Records to process:

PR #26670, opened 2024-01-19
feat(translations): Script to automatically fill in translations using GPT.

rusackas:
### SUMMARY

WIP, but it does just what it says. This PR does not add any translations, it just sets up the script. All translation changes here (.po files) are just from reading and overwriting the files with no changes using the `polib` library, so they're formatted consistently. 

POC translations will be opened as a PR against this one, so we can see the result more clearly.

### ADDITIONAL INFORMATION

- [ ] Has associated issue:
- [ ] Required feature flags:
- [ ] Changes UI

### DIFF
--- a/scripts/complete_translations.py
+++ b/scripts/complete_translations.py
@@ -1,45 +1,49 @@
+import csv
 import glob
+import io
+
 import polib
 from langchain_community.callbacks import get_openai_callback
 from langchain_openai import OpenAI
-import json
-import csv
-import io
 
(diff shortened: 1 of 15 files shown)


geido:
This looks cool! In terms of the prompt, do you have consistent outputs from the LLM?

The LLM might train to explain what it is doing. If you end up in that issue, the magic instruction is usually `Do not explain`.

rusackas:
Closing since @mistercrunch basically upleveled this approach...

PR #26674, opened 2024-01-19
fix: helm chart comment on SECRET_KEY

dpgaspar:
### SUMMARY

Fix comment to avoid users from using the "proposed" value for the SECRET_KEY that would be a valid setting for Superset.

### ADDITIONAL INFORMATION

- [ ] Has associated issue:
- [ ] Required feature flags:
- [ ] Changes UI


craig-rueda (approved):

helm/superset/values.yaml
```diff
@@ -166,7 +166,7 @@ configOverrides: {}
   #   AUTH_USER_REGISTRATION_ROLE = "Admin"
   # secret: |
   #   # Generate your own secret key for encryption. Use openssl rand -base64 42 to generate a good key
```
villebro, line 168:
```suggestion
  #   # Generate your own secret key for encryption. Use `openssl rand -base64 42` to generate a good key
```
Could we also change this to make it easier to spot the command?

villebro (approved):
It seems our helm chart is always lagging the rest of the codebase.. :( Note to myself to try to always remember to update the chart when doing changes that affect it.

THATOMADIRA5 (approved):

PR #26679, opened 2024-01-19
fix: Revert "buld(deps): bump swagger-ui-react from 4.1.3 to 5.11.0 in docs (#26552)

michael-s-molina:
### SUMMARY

...

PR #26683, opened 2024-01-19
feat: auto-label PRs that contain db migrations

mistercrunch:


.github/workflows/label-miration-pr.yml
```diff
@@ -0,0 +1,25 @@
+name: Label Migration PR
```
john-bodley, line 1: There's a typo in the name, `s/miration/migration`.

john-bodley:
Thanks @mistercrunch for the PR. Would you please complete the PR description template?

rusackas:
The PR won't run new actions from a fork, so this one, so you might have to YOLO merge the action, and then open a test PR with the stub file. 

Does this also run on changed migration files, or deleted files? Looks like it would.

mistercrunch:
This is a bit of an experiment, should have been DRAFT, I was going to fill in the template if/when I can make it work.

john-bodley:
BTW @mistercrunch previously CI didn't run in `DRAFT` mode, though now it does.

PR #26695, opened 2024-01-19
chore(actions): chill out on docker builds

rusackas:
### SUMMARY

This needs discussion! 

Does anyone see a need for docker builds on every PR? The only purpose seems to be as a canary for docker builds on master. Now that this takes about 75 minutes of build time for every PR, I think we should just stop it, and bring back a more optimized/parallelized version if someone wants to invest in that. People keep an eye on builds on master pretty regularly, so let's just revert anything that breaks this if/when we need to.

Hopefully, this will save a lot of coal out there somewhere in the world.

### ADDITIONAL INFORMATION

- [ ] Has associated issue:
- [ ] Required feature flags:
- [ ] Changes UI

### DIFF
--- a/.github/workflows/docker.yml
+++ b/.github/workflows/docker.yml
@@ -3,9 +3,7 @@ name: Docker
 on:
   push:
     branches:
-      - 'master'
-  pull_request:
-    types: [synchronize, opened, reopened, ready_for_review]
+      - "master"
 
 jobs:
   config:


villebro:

* * *

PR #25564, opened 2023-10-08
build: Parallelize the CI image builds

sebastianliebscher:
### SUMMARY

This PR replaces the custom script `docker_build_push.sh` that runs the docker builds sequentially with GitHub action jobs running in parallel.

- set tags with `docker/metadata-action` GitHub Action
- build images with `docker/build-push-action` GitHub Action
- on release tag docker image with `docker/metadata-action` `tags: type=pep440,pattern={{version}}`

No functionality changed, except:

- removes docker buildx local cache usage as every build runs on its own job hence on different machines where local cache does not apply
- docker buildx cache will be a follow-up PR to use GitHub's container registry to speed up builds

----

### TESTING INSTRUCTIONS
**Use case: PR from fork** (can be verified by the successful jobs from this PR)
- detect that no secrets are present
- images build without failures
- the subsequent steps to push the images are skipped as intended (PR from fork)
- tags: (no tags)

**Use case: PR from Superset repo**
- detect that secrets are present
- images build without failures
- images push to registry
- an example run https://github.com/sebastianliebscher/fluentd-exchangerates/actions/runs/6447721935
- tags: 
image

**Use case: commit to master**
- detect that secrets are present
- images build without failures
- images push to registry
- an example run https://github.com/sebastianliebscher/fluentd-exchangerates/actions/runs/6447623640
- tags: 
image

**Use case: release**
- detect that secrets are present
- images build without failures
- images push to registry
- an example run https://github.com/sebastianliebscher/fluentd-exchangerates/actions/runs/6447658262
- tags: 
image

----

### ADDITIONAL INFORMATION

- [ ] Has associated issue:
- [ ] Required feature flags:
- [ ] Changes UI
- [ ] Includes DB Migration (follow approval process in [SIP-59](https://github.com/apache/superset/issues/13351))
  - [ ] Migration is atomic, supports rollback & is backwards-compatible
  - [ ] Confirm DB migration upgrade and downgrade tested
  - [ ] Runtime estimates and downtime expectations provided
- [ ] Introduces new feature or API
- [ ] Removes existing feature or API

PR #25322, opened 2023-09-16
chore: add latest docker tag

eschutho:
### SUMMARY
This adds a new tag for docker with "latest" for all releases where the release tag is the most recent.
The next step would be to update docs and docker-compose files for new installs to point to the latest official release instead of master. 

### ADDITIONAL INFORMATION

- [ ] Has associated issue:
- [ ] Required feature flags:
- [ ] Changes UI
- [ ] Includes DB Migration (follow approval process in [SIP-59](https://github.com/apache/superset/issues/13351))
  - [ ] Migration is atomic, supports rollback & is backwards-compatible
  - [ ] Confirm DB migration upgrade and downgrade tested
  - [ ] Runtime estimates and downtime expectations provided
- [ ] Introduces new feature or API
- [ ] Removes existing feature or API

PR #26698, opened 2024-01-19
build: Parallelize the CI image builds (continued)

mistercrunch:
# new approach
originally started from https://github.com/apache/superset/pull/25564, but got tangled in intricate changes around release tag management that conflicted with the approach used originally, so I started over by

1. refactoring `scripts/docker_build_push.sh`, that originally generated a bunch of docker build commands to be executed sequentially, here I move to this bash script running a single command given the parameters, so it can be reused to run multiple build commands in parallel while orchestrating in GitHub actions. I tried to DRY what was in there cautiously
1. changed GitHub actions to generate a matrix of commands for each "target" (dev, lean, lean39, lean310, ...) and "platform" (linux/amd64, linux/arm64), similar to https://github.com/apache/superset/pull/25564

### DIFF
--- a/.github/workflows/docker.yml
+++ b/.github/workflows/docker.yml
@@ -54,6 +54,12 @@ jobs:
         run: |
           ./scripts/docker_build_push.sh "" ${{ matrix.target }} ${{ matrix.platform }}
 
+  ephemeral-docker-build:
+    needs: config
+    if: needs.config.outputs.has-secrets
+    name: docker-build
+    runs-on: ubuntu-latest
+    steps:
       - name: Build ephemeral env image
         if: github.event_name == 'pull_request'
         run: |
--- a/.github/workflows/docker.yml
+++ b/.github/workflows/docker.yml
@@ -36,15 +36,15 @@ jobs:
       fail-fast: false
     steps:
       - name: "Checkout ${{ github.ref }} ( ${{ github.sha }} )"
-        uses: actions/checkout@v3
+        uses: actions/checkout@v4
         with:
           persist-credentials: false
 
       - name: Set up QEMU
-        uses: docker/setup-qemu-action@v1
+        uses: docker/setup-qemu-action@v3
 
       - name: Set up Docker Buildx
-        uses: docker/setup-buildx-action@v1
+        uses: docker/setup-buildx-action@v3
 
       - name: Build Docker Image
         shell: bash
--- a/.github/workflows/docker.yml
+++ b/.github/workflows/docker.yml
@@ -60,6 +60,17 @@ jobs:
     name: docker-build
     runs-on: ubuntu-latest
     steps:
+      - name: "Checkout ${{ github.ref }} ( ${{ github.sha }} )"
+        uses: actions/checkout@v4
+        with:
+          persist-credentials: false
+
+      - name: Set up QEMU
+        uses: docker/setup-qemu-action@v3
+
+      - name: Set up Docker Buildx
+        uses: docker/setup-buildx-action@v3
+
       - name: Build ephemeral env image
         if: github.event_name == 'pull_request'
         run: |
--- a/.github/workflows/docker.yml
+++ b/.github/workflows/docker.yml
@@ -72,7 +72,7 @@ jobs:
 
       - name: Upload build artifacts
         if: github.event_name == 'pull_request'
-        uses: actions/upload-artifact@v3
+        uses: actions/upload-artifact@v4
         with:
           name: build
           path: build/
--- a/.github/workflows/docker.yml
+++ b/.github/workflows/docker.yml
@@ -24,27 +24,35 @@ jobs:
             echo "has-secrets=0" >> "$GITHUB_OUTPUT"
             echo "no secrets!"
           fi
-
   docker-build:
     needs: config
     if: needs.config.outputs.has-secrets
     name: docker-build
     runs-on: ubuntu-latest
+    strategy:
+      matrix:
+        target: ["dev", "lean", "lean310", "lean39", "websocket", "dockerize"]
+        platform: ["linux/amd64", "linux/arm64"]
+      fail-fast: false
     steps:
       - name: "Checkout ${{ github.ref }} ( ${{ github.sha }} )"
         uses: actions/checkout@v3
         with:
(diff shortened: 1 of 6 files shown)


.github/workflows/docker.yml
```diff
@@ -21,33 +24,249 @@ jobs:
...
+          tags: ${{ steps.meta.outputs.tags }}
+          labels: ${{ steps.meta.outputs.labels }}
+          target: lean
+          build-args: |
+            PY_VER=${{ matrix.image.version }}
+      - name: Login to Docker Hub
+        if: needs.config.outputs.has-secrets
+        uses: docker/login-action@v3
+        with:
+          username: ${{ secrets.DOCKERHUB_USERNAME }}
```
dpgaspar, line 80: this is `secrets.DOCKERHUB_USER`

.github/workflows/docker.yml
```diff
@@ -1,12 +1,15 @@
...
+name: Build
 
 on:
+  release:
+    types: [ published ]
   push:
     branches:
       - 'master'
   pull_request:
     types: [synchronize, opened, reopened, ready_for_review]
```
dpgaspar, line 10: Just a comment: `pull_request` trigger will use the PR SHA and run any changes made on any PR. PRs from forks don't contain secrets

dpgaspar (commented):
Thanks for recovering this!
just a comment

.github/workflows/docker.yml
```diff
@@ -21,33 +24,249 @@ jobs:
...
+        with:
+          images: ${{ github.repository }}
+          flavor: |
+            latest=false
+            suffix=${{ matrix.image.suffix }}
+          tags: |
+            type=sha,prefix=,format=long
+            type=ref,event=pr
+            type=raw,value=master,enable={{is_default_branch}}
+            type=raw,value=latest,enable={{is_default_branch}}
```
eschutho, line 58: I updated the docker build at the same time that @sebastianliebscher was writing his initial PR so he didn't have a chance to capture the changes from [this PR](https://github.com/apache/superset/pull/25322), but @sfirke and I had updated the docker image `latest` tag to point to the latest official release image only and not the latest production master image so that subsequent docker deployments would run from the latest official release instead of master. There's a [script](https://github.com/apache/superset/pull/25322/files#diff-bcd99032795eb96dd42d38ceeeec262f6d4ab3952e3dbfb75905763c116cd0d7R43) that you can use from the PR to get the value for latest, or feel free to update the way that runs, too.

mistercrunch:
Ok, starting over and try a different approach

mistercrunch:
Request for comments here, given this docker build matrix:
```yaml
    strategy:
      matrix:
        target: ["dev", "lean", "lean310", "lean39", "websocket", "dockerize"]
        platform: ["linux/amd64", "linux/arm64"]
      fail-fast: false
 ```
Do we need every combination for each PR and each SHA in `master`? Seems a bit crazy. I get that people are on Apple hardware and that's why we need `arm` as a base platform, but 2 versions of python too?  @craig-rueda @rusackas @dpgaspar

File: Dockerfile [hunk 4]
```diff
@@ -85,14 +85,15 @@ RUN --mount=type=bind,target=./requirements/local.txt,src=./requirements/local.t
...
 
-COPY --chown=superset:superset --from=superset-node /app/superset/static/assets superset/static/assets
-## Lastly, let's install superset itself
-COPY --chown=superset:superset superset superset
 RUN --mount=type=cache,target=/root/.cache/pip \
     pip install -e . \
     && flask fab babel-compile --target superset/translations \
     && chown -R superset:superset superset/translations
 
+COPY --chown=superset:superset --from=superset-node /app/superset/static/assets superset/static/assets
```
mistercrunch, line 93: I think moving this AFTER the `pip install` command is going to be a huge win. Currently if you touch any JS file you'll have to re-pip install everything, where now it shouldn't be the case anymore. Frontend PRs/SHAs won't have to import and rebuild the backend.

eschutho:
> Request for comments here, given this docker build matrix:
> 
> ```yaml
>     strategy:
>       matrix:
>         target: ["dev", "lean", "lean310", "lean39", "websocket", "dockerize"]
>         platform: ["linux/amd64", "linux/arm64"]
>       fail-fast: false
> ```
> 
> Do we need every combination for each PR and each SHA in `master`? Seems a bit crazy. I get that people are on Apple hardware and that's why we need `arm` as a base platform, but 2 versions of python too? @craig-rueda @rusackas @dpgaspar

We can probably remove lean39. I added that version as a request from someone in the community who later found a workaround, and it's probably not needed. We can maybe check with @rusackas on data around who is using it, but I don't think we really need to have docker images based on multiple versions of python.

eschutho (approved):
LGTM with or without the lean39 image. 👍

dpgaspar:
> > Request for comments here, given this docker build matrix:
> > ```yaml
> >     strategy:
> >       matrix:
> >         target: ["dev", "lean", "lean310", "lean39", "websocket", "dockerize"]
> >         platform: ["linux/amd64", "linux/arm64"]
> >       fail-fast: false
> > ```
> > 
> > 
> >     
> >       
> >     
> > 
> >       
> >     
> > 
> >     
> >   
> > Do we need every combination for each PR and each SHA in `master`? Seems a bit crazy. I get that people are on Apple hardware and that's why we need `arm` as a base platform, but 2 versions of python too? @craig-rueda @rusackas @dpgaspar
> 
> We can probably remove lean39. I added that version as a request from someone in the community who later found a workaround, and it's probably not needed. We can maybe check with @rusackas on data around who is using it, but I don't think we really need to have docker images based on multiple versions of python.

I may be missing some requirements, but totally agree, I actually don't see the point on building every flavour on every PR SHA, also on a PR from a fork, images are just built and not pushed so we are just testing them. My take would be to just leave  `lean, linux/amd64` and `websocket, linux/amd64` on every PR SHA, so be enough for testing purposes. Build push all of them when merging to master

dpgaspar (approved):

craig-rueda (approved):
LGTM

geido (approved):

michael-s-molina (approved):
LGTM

Task item:
A single number is the whole answer: how many lines in the data above hold the string "eschutho".

Written response:
4